In the first school year, there were 655 students and 53 staff members in the school. At the time, the school only taught ninth and tenth graders. The first two floors of the school were occupied by the ninth and tenth graders and the third floor was used by elementary school students, as the neighboring Swinbourne Public School was still under construction at the time.

In 2002, the school initiated the Rammed Earth project, which began as a vision of the school's arts department. The idea was to create three rammed earth sculptures in front of the school to bring art, culture, and community together. Students have worked together to blend 15 cubic yards of clay soil with cement, sand, and pigment. The students also hand tamped over a hundred layers of soil. They put a personal artifacts into the sculptures. This project was supported by the Ontario Arts Council, Toemar Garden Centre, Rona, and ABCO Construction Inc. The sculptures were removed after the 2011–2012 school year began.

==Donations==
Every year, students from Rick Hansen Secondary find new ways of collecting money for the Rick Hansen Foundation. The school collects a small amount of money from late students entering the school after the morning announcements have been completed. The school also has "Mad Minutes," where Peer Mentors run to every homeroom and collect as much loose change as possible from people's pockets in a short amount of time. The school also occasionally hosts many other activities, such as a coin drive, a school walk, pledge sheets, and a wheelchair basketball game at the school's gym.

==Use of technology==
Rick Hansen was built with televisions in every room in the school until the 2016–2017 school year, when all the classroom televisions were removed. The school possesses more than twelve computer labs. The school also has its own BBS television channel powered by Digmark, an electronic signage provider. This BBS system allows announcements to be broadcast throughout the school in a PowerPoint presentation format to the school's televisions, with extras such as small breaking news updates, weather, and stock prices. There were also live morning broadcasts a couple times a month run by the broadcasting class. These broadcasts delivered morning announcements in a video format, and also showed the culture around the school by filming segments featuring students and staff but with the removal of the classroom televisions, the school has resorted to oral announcements. There is Wi-Fi throughout the school building.

===FIRST Robotics Team===
Rick Hansen's two FIRST Robotics Competition teams, known as THEORY6 and The Big Bang, have taken part in regional and worldwide competitions. THEORY6 started in 2003. They have won numerous awards, such as the Regional Chairman's Award in 2005 and 2012, and the Regional Engineering Inspiration Award in 2013. At the 2013 FIRST Championship, they earned the title of world champions along with two other teams: Team 610 (Crescent School) and Team 1477 (Texas Torque).

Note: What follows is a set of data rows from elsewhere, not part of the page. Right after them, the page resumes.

PR #419, opened 2017-12-15
Replaced readme slack link with discord link

mhuggins:
N/A

The README still linked to Slack instead of Discord.

I replaced the Slack link and text with Discord link and text.

I clicked the link.

No.

No.

- [ ] Unit tests written?
N/A


slipo:
Thanks!

PR #422, opened 2017-12-16
Added address book management for sending assets

mhuggins:
Address Book

Finishes #9.

It allows users to save & name addresses that they commonly send assets to.  There are simple mechanisms for saving (only valid addresses) with custom unique names, as well as deleting addresses that are no longer needed.

I modified the existing "Send" modal to extend the behavior of the recipient address text input.  It is now composed of a more complex set of react components that represent a select input w/ drop-down of existing values (if any values have been added yet).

==Association with Rick Hansen==
The school is named after Rick Hansen, an athlete who won all-star awards in five sports when he was paralyzed at the age of 15 after being thrown from the back of a truck. He subsequently became an athlete and an activist for people with spinal cord injuries. Rick Hansen has made many special visits to the school, and his most recent visit was on April 5, 2011, to celebrate the 25th anniversary of the Man in Motion World Tour. In the event, Hansen announced that a relay will take place to retrace the Canadian segment of the original Man in Motion Tour. The celebration was attended by many notable people, such as Hazel McCallion, the mayor of Mississauga, and David Onley, the Lieutenant Governor of Ontario. In total, 25 medal-bearers, including the school principal and a staff member, were chosen from the school. The Relay made its way through Rick Hansen on November 10, 2011.